Note every line in the entries that contains the string "unit", and copy it.
───── RECORDS FOR THIS EXERCISE
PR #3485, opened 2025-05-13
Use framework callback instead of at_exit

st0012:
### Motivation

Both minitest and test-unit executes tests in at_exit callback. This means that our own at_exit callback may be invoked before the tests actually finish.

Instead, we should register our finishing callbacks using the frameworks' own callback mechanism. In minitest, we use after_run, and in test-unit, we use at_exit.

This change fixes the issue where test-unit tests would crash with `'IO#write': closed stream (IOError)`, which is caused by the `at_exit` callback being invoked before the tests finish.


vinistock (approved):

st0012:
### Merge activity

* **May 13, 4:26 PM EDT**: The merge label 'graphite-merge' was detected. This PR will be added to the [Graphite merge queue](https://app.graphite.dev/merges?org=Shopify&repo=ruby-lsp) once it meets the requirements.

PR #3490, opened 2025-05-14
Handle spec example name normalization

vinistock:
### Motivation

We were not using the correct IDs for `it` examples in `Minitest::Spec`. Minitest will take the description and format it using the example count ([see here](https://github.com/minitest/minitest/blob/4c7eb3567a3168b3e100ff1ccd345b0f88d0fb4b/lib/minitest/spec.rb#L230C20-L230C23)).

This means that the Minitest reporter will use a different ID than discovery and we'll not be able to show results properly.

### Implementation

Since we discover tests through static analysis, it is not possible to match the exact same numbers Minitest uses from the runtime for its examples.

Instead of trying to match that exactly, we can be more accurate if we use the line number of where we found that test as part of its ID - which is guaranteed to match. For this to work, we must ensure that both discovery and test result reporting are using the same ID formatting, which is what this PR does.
──────────
───── RECORDS FOR THIS EXERCISE
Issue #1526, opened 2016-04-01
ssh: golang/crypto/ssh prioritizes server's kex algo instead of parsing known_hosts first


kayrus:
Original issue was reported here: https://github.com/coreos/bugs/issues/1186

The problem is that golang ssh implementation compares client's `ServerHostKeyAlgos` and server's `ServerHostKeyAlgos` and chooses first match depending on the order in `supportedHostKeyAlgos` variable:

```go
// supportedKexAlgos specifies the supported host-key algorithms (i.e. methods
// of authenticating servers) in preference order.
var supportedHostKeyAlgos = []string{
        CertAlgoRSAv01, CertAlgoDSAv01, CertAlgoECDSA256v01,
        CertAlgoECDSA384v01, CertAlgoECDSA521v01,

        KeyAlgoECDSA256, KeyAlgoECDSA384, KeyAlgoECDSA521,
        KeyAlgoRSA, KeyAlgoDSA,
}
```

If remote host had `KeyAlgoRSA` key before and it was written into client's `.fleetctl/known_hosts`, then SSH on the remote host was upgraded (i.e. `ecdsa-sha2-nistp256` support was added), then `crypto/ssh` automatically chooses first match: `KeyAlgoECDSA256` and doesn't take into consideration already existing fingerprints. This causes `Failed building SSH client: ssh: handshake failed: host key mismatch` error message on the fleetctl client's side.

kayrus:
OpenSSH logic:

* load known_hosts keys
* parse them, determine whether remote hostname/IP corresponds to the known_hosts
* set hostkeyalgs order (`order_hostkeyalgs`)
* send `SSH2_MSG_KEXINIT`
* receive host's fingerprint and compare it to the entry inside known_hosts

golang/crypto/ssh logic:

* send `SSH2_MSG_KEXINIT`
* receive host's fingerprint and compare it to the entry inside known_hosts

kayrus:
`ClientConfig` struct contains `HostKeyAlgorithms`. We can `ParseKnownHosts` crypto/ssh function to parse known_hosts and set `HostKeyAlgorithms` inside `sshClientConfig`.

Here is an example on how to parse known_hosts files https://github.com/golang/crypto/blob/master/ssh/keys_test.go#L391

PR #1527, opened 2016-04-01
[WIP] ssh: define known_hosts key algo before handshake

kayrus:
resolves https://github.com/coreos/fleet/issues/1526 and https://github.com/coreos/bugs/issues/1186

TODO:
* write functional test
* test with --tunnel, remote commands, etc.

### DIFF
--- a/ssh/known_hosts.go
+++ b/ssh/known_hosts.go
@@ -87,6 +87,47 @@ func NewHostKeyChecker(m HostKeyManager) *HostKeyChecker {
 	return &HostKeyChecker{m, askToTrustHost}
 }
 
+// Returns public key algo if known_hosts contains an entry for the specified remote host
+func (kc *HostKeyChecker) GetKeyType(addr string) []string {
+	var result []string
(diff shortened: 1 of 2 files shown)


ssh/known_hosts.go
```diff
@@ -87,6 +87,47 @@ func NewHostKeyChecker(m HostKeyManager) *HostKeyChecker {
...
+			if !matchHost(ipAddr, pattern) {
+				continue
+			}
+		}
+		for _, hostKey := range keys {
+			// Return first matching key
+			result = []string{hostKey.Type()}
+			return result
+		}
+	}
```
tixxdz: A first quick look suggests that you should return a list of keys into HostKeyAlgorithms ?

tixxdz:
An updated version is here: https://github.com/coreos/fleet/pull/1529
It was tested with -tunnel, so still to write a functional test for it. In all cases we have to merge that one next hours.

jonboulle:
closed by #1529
──────────
_RESULT OF THIS TASK_
Both minitest and test-unit executes tests in at_exit callback. This means that our own at_exit callback may be invoked before the tests actually finish.
Instead, we should register our finishing callbacks using the frameworks' own callback mechanism. In minitest, we use after_run, and in test-unit, we use at_exit.
This change fixes the issue where test-unit tests would crash with `'IO#write': closed stream (IOError)`, which is caused by the `at_exit` callback being invoked before the tests finish.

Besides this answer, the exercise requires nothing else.